The star wars cantina band song from the Space Themes CD.

Oh my jesus it's awful.

I have a personal reason for hating it: my brother loved it, and played it constantly while I was playing Theme Park on my Amiga. Now my memories of that wonderful game are infected with memories of that excrutiating song blasting down from upstairs. You know how some things are worse than words can describe? Like when your face gets sanded off by an angle grinder? This is one of those things.
(, Tue 2 Dec 2003, 18:48, Reply)
Paul McCartney - We're all having a wonderful christmas time
This drains all christmas cheer out of me whenever I hear it and makes me do bad things.
Never held up in court though. Ho-hum.
(, Tue 2 Dec 2003, 18:36, Reply)
Information Overload Unit
by SPK.
I'm into a lot of industrial music, but this is by far the most "industrial" you can get.
Imagine listening to someone drilling through a concrete wall. Now multiply that by 10 times.
Now add some guitar feedback, a lot of noise from a synthesiser and some random noise from a lot of industrial machines.
Still with me? Great.
Now mix it all together with no apparent sense of rhythm whatsoever and voila: pure noise.

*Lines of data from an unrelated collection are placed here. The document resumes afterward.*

PR #3547, opened 2025-06-14
Enhance ERA5 Download Function: Direct NetCDF, Flexible Parameters, and Improved Docs

divine7022:
## Description
This PR refactors the `download.ERA5_cds` function to:
- Download ERA5 data directly in `netcdf` format (removes `grib_to_netcdf` conversion dependency).
- Parameters are now passed in the correct vector format to ensure proper API requests.
- Added support for flexible selection of `product type`, `dataset`, and `time steps` (no longer hardcoded).
- Fixed the `extent` argument to ensure correct spatial subsetting as required by the API.
- Provided clearer, beginner-friendly documentation and example usage.
- Removed the **Python** dependency( `cdsapi` via `reticulate` ) and migrating to the native R `ecmwfr` package
- added a unit tests for the extraction function(`test.download.ERA5_cds.R`)
## Review Time Estimate

- [ ] Immediately
- [ ] Within one week
- [ ] When possible

## Types of changes

## Checklist:


modules/data.atmosphere/R/ERA5_download.R
```diff
@@ -1,26 +1,55 @@
...
 #' @author Dongchen Zhang
-download.ERA5_cds <- function(outfolder, start_date, end_date, extent, variables, auto.create.key = T, timeout = 36000) {
-  # check shell environments.
-  if ("try-error" %in% class(try(system("grib_to_netcdf"), silent = T))) {
-    PEcAn.logger::logger.info("The grib_to_netcdf function is not detected in shell command.")
-    return(NA)
-  }
+download.ERA5_cds <- function(outfolder, start_date, end_date, 
+                              extent, variables, time = NULL, dataset = "reanalysis-era5-single-levels",
+                              product_type = "ensemble_members", auto.create.key = T, timeout = 36000) {
```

It’s one of those albums you have listen a track a day or your brain might implode.
The perfect soundtrack for the aftermath of the Apocalypse.
(, Tue 2 Dec 2003, 18:32, Reply)
A few years ago,
When I was about 11, some evil force made me purchase the mother of all crap songs...
Daphne and Celeste, 'Oh stick you'...
I listened to it for about 2 weeks, until I realised just how bad it was.
Since that day it has sat in my Cd collection with the title facing the wall out of sheer embarrassment... never, ever to be played again.